A spokesman for the ACF said “we don’t have a view” when asked about Dr Brown’s objections to the project. “We don’t know enough about it,” he said.
The ACF “can’t say definitely either way” if it had ever objected to a wind farm development.
Political adversaries criticised Dr Brown for displaying not-in-my-backyard (NIMBY) hypocrisy in warning against the Robbins Island plan, but bird lovers who have been fighting wind farm developments across Australia for a decade would like the anti-development, anti-coal powerhouse to extend his concerns beyond Tasmania. When Hamish Cumming tried to interest Dr Brown’s foundation in the plight of Victoria’s endangered brolgas, which he says are threatened by wind farms, he was ignored.
By publicly opposing the Robbins Island development, Dr Brown has unleashed a decade of pent-up frustrations of nature lovers who fear industrial-scale projects are transforming rural Australia for the worse.
Dr Brown yesterday defended his fight against the wind farm proposal, which he compared to the Franklin Dam. The Hong Kong-based UPC Renewables Robbins Island and Jim’s Plain Renewable Energy Parks project will be one of the world’s biggest renewable energy developments.
It will include up to 200 wind towers, each stretching 270m from the ground to rotor tip.
Electricity generated from the project will be exported to the mainland via a new interconnector as part of the “battery for the nation” project supported by the federal government.
To get to the interconnector, electricity from the wind and associated solar farms must travel through some of the most spectacular scenery in the region.
The project is also located in a significant area for raptors and migratory birds. UPC said it had been conducting eagle surveys, with white-bellied sea eagles and Tasmanian wedge-tailed eagles nesting on Robbins Island.
The company said there would be a 1km exclusion zone around each nest
Dr Brown shocked many with his public protests against the development because of its visual impacts and the threat the massive windmills pose to birdlife. “I’m a big supporter of renewable energy and energy efficiency but this massive wind farm goes too far,” he said. “It’s comparable to the Franklin Dam for hydro-energy … you have to look to the environmental, economic and social consequences of this wind farm.”

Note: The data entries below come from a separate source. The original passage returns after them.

PR #1685, opened 2026-09-01
build(vss): use prebuilt static cuVS instead of compiling it from source

yayen-lin:
## Description

The `cuvs` vcpkg overlay port now downloads the prebuilt `libcuvs-static` and `libcuvs-headers` conda packages from the rapidsai channel instead of compiling libcuvs from source.

Building libcuvs from source in the distribution CI took roughly 50 to 75 minutes per matrix leg. It compiles the full cuVS kernel set across every GPU arch, even though Sirius only calls `brute_force` and `distance`, and it ran again on every cold vcpkg binary cache. The prebuilt `libcuvs-static` package already carries the same all-arch archive, so the port just downloads and installs it. Locally the cuvs port now finishes in about 7 seconds instead of about 52 minutes.

### What changed
- `vcpkg_ports/cuvs/portfile.cmake` fetches one `.conda` per (arch, cuda) variant (linux-64 and linux-aarch64, cuda 12 and 13), the same approach the nvcomp port uses. It extracts the archive, installs `libcuvs_static.a`, the headers, and the shipped target cmake files, patches their install-prefix walk for vcpkg's `share/` layout, and writes a small `cuvs-config.cmake`.

### Notes
- The prebuilt static library links the CUDA math libs (cublas, cusolver, cusparse, curand, nvJitLink, nvrtc) at link time, so those must be present in the CI docker image.

### Validation
- Local `vcpkg-release` build: the cuvs port installs in 6.9s, post-build validation passes, and Sirius links against `libcuvs_static.a` with no missing symbols.
- `[vss]` unit and integration tests pass against the prebuilt library.

## Checklist
- [x] Read CONTRIBUTING.md
- [x] Cover changes with new or existing tests (existing `[vss]` tests exercise the prebuilt library)
- [ ] Update human and agent documentation (no doc changes needed for this build-only change)

## References
Refs #1204 (added the from-source cuvs overlay port that this PR replaces)
Refs #1205

### DIFF
--- a/vcpkg_ports/cuvs/portfile.cmake
+++ b/vcpkg_ports/cuvs/portfile.cmake
@@ -1,119 +1,145 @@
 vcpkg_check_linkage(ONLY_STATIC_LIBRARY)
 
-vcpkg_from_github(
-  OUT_SOURCE_PATH
-  SOURCE_PATH
-  REPO
-  rapidsai/cuvs
-  REF
-  v${VERSION}
-  SHA512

Dr Brown said as well as the environmental impacts, he was concerned profits from the project “will not go to Tasmanians, but to the multinational building it”.
Emissions Reduction Minister Angus Taylor yesterday said: “This is a classic case of Greens’ hypocrisy. The Greens love nothing more than to lecture Australians about their preferred source of energy generation, but when it’s in Bob Brown’s backyard, wind farms are suddenly a bad idea.”
Tasmanian Liberal senator Eric Abetz ridiculed Dr Brown’s protests. “Consistency, integrity and facts are the three ingredients regularly missing from Bob Brown’s advocacy,” Senator Abetz said.
“And if he still believes in his slogan of ‘think globally, act locally’, the fact that the energy produced from the Robbins Island wind farm would be exported from Tasmania is irrelevant.”